A Singapore investment firm has acquired an 11-percent interest in Duke Energy’s Indiana utility subsidiary.
GIC and Duke Energy completed the first phase of a two-phase sales deal for Duke Energy Indiana. The first phase is $1.025 billion for an 11.05-percent minority stake, ultimately totaling 19.9 percent for $2.05 billion.
“We are pleased to have GIC as a long-term investor in DEI, underscoring the value and growth potential of our Indiana operations,” said Lynn Good, Duke Energy’s chair, president and chief executive officer. “This transaction will allow us to accelerate our clean energy strategy across our regulated utilities and continue delivering sustainable value to our customers, communities and investors.”

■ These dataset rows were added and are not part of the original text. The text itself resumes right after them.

PR #611, opened 2017-05-07
Java timestamp parser and RubyDateParser v2

muga:
To improve the performance of parsing timestamp values, this PR introduces Java timestamp parser. It implements RubyDateParser, which is compatible with Ruby's strptime parser. The parser parses timestamp values by strptime tokens pre-tokenized by strptime lexer.

This PR is a replacement of #608. #608 will be closed.


dmikurube:
@muga I understand this #611 is to be reviewed and merged, and #608 is not to merge. Ping me once it's ready (with the fix of `FormatBag` which we discussed).

muga:
@dmikurube I finished refactoring `FormatBag` to rename those fields declared in `FormatBag` class and add setter/getter for them. Sorry, this PR is huge change as you know but, please take a look when you have time.

dmikurube:
@muga Just a question, is this PR intended to be merged into `master` directly, or after other PR(s)?

muga:
@dmikurube This PR is expected to be merged into `master` directly.  #608 will be closed (not merged) but, just in case I keep opening it. Please let me know if you feel or have comfortable ways to review this feature.

embulk-jruby-strptime/src/main/java/org/embulk/spi/time/StrptimeFormat.java
```diff
@@ -0,0 +1,44 @@
+package org.embulk.spi.time;
+
+// Ported from org.jruby.util.RubyDateFormatter.Format in JRuby
```
dmikurube: If it's a kind of copy, is licensing okay? We may want/need some notations on licensing.

embulk-jruby-strptime/src/main/java/org/embulk/spi/time/StrptimeToken.java
```diff
@@ -0,0 +1,100 @@
+package org.embulk.spi.time;
+
+import static org.embulk.spi.time.StrptimeFormat.*;
+
+// Ported from org.jruby.util.RubyDateFormatter.Token in JRuby
```
dmikurube: Licensing as well.

embulk-jruby-strptime/src/main/java/org/embulk/spi/time/RubyDateParser.java
```diff
@@ -0,0 +1,112 @@
...
+import java.util.HashMap;
+import java.util.List;
+
+import static org.embulk.spi.time.StrptimeParser.FormatBag.has;
+import static org.jruby.RubyRational.newRationalCanonicalize;
+
+/**
+ * This class has {@code StrptimeParser} and provides methods that are calls from JRuby.
+ */
+public class RubyDateParser
```
dmikurube: IIUC, this `RubyDateParser` is not called within Embulk?

If so, and we don't need this immediately, what do you think delaying to merge this?

embulk-jruby-strptime/src/main/java/org/embulk/spi/time/RubyDateParse.java
```diff
@@ -0,0 +1,283 @@
...
+        map.put("us eastern",             -18000);
+        map.put("us mountain",            -25200);
+        map.put("vladivostok",             36000);
+        map.put("w. australia",            28800);
+        map.put("w. central africa",        3600);
+        map.put("w. europe",                3600);
+        map.put("west asia",               18000);
+        map.put("west pacific",            36000);
+        map.put("yakutsk",                 32400);
+        ZONES_SOURCE = new HashMap<>(map);
```
kares: how about a plain-old `switch() case` (which is actually new for strings since Java 7) - no need for boxing or maps :)

embulk-jruby-strptime/src/main/java/org/embulk/spi/time/RubyDateParser.java
```diff
@@ -0,0 +1,112 @@
...
+{
+    private final ThreadContext context;
```
kares: do not see the `RubyDateParser` being used here ... but ideally context should not be kept around
... or only if its really used for a short period and than released (no instances kept around)

embulk-jruby-strptime/src/main/java/org/embulk/spi/time/RubyDateParser.java
```diff
@@ -0,0 +1,112 @@
+package org.embulk.spi.time;
+
+import org.jruby.runtime.ThreadContext;
```
muga: I added TODO comments on 1006914f22a1343a60cb76c102a0a6aaeca6dac3. We still need JRuby-dependency tentatively but, it will be removed after merging embulk-jruby-strptime into JRuby.

embulk-jruby-strptime/src/main/java/org/embulk/spi/time/RubyDateParser.java
muga: We still need this `RubyDateParser` because this is required for executing `test/mri/date/test_date_strptime.rb` with new `StrptimeParser`.

embulk-core/src/main/java/org/embulk/spi/time/TimestampParser.java
```diff
@@ -1,18 +1,26 @@
 package org.embulk.spi.time;
 
+import java.text.SimpleDateFormat;
+import java.text.ParseException;
```
muga: Fixed 536f36d52cbf851014b86c5fc9a98e4985ae9dd4. Thank you.

embulk-core/src/main/java/org/embulk/spi/time/TimestampParser.java
```diff
@@ -1,18 +1,26 @@
...
 import com.google.common.base.Optional;
-import org.jruby.embed.ScriptingContainer;
+import org.joda.time.DateTime;
+import org.joda.time.DateTimeZone;
 import org.embulk.config.Config;
 import org.embulk.config.ConfigInject;
 import org.embulk.config.ConfigDefault;
 import org.embulk.config.ConfigException;
+import org.jruby.embed.ScriptingContainer;
+import org.embulk.spi.time.StrptimeParser.FormatBag;
```
muga: Fixed 536f36d. Thank you.

embulk-jruby-strptime/src/main/java/org/embulk/spi/time/RubyDateParse.java
```diff
@@ -0,0 +1,283 @@
+package org.embulk.spi.time;
+
+import java.util.HashMap;
+import java.util.Map;
+
+public class RubyDateParse
```
muga: Thank you for suggesting. I renamed this class with `TimeZoneConverter`. I also add comments about Github URL links to easy to catch up. bf1100b1d9c95265bcbfb261abfa4e4b11c08c73 and d8c4956cbd189e2fed2632eb403f0dee37a9c014

embulk-jruby-strptime/src/main/java/org/embulk/spi/time/RubyDateParse.java
```diff
@@ -0,0 +1,283 @@
...
+{
```
muga: Thank you. Fixed 37f4db19e5950eccada1b917cfc5c04e099cb3be

embulk-jruby-strptime/src/main/java/org/embulk/spi/time/RubyDateParse.java
```diff
@@ -0,0 +1,283 @@
...
+    // Ported zones_source in ext/date/date_parse.c
```
muga: MRI 2.3.1 uses `zones_source` in ext/date/date_parse.rb. MRI 2.3.1 is used for JRuby 9.1.x. 
https://github.com/ruby/ruby/blob/394fa89c67722d35bdda89f10c7de5c304a5efb1/ext/date/date_parse.c

embulk-jruby-strptime/src/main/java/org/embulk/spi/time/StrptimeFormat.java
muga: Since JRuby has EPL license, I believe that the porting should be ok. And I added notations on licensing according to your review comments. d8c4956cbd189e2fed2632eb403f0dee37a9c014

embulk-jruby-strptime/src/main/java/org/embulk/spi/time/StrptimeToken.java
muga: Added d8c4956cbd189e2fed2632eb403f0dee37a9c014.

muga:
@dmikurube Thank you for reviewing. I fixed and replied on your comments. Please take a look when you have time. 

> General comment in addition: wow about testing them with the same tests with #617?

Yes, I will use `test/mri/date/test_date_strptime.rb` that was added on #617 and test this parser. We need to modify `test/run-test.rb` to use the parser but, I will file the change later.

muga:
@kares Thank you for reviewing. I will check your comments soon.

embulk-jruby-strptime/src/main/java/org/embulk/spi/time/StrptimeToken.java
```diff
@@ -0,0 +1,109 @@
...
+        CONVERSION2TOKEN['S'] = new StrptimeToken(FORMAT_SECONDS);
+        CONVERSION2TOKEN['s'] = new StrptimeToken(FORMAT_EPOCH);
+        CONVERSION2TOKEN['U'] = new StrptimeToken(FORMAT_WEEK_YEAR_S);
+        CONVERSION2TOKEN['u'] = new StrptimeToken(FORMAT_DAY_WEEK2);
+        CONVERSION2TOKEN['V'] = new StrptimeToken(FORMAT_WEEK_WEEKYEAR);
+        CONVERSION2TOKEN['W'] = new StrptimeToken(FORMAT_WEEK_YEAR_M);
+        CONVERSION2TOKEN['w'] = new StrptimeToken(FORMAT_DAY_WEEK);
+        CONVERSION2TOKEN['Y'] = new StrptimeToken(FORMAT_YEAR_LONG);
+        CONVERSION2TOKEN['y'] = new StrptimeToken(FORMAT_YEAR_SHORT);
+    }
```
hiroyuki-sato: @muga 
Does this parser support `%Q`.
I didn't find the following code for `%Q` in the `StrptimeToken.java`.
If this code does not need here, please ignore this comment.


```java
CONVERSION2TOKEN['Q'] = new StrptimeToken(FORMAT_MICROSEC_EPOCH);
```

muga: @hiroyuki-sato Thank you for reviewing. Since `%Q` is cared in `StrptimeParser#compilePattern` method, it works fine. But, I think that your idea is better than the current implementation. I will fix it later.

embulk-jruby-strptime/src/main/java/org/embulk/spi/time/RubyDateParse.java
muga: Thank you. Fixed c0d3febc272a59fca6fc526ca0081da6f03e7e4e.

embulk-jruby-strptime/src/main/java/org/embulk/spi/time/RubyDateParser.java
muga: Thank you for your advice. Fixed it on b9903b3690c08faace8ddfe1420a8478de4d038e. In the fix, `context` field is removed in the class and each method receives the `context` as 1st argument. If the fix is not expected, please give me an example code that you expected.

muga:
@kares I fixed `RubyDateParser` and `RubyDateParse` classes according to your comments. Please take a look when you have time.

embulk-jruby-strptime/src/main/java/org/embulk/spi/time/StrptimeToken.java
muga: Fixed f9bee95cca944401c0848074a8576e81e145c556.

muga:
@hiroyuki-sato I fixed `%Q` token retrieval. Please take a look when you have time.

embulk-jruby-strptime/src/main/java/org/embulk/spi/time/StrptimeParser.java
```diff
@@ -0,0 +1,883 @@
...
+import org.embulk.spi.time.lexer.StrptimeLexer;
+
+/**
+ * This is Java implementation of ext/date/date_strptime.c in Ruby v2.3.1.
+ * @see https://github.com/ruby/ruby/blob/394fa89c67722d35bdda89f10c7de5c304a5efb1/ext/date/date_strptime.c
+ *
+ * TODO
+ * This class is tentatively required for {@code TimestampParser} class.
+ * After embulk-jruby-strptime will be merged into JRuby, embulk-jruby-strptime
+ * will be removed from Embulk.
```
dmikurube: To be honest, I'm not very confident if we should remove these even once these are merged into JRuby.

It is still an option to keep them as our own "Ruby-compatible date/time parser implemented in pure-Java" in Embulk so that the Embulk core does not have any dependency on JRuby. Using JRuby's implementation means that the Embulk core's behavior may be unintentionally affected by JRuby's future updates.

Contributing to JRuby is very nice, but it's worth being careful to depend on that in our very internal data structure.

embulk-jruby-strptime/src/main/java/org/embulk/spi/time/RubyDateParser.java
dmikurube: See my comment for `StrptimeParser.java`. It means that we may want to remove only the dependency here without removing our own implementation in Embulk.

kares:
@muga very nice, thank you ... this is looking JRuby 'ready' (assuming it won't break any Ruby tests/specs)

embulk-jruby-strptime/src/main/java/org/embulk/spi/time/StrptimeParser.java
muga: Agree. As I put the TODO comments, I was going to keep embulk-jruby-strptime until I upgrade JRuby that includes the RubyDateParser for Embulk. I will fix the comments.

muga: Fixed 1e54a0b7ed5eea71a0109dfe04b380bbca0e814d.

muga:
@kares Thank you for reviewing.

@dmikurube I fixed TODO comments. Please take a look?

embulk-jruby-strptime/src/main/java/org/embulk/spi/time/StrptimeParser.java
dmikurube: @muga Hmm, I didn't mean that.

What I meant is: Even after the code is merged into JRuby, we may want to keep this in Embulk. The reason is:
> Using JRuby's implementation means that the Embulk core's behavior may be unintentionally affected by JRuby's future updates.

muga: @dmikurube Sorry for the late response.. As talked directly about it to you, I understand your concerns.

I'm OK to keep it in Embulk. I agree with your thoughts. The reason why I tried to merge it into JRuby is because I wanted to reduce the maintenance cost for us. To do that, I'm also OK to accept the risk that you concerned. If Embulk core would use JRuby's and might be affected by the future updates, we would fix or fallback our original one at that time.

How do you think that we introduce an option to switch strptime implementation between our original and JRuby's. Users can specify it in system config or somewhere. The option can help the above falling back. The default value of the option is JRuby's.

How about it?

dmikurube: @muga Personally, I'm not positive on that.

I don't think both users and ourselves get any benefit by that option. It rather confuses users. It does not reduce our maintenance costs. Why not using just our own version?

dmikurube: I'm also worried that JRuby's class name/package may change. That's kinds of their internal classes. We have no options stop such changes.

In that case, the Embulk core may not work for a kind of `LinkageError` or like that once the class name is referred even if we have such an option for users.

muga: Ok, let's keep in Embulk. `StrptimeParser` class that we contributed to JRuby is `public` modifier but, that's kinds of internal class from view point of almost all of JRuby users. Therefore, the class possibly might be refactored dramatically (name and package as well).

dmikurube: Okay.

dmikurube:
@muga Then, any more points where I should take a look?

muga:
@dmikurube Yea, I don't have anything now. Ready to merge? :-)

dmikurube:
@muga I think so. Just one point to take care is: whether we do merge this big update into v0.8.26, which already includes many updates: https://github.com/embulk/embulk/milestone/2

muga:
@dmikurube Ok, this feature will be merged for next version 0.8.27. Not include it in 0.8.26.

dmikurube:
@muga 0.8.6 has been released. Let's merge this toward next 0.8.27. :)

muga:
Thank you! I will merge this after git rebase.

dmikurube:
@muga Oops, sorry, I wrongly force-pushed 274c04f7ba8e9dcf73551f9035c6fd28a980807c to `master`...

Can you push this 3a13829217e32700be1b4e150eb8d56d74363ea7 again directly to `master` if you have that locally? I couldn't get that for the time being. If not, let's make another merge...

To avoid this happening again, I've "protected" the `master` branch on GitHib.

dmikurube:
Fortunately, 3a13829217e32700be1b4e150eb8d56d74363ea7 is just one merge of 274c04f7ba8e9dcf73551f9035c6fd28a980807c and this PR. There are not so many crisis there.

dmikurube:
e6e7d9425dd45a35fde054bc642660a5576ce130 (your last commit in this PR) is backed up just in case...

dmikurube:
https://github.com/embulk/embulk/tree/java_timestamp_parser_separateding_ruby_date_parser is e6e7d9425dd45a35fde054bc642660a5576ce130, jfyi.

dmikurube:
Finally 3a13829217e32700be1b4e150eb8d56d74363ea7 is back. Sorry for bothering you...

muga:
@dmikurube I didn't notice something happened.. but, thank you for taking time to fix it!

Proceeds from this transaction will help fund the company’s $59 billion capital expenditure plan and satisfy all equity capital raising needs through 2025. Duke Energy has the discretion to determine the timing of the second closing, but it will occur no later than January 2023.
Duke Energy Indiana, a subsidiary of Duke Energy, provides about 6,600 megawatts of owned electric capacity to approximately 840,000 customers in a 23,000-square-mile service area, making it Indiana’s largest electric supplier.
GIC was formed as a investment firm 40 years ago to manage Singapore’s foreign reserves.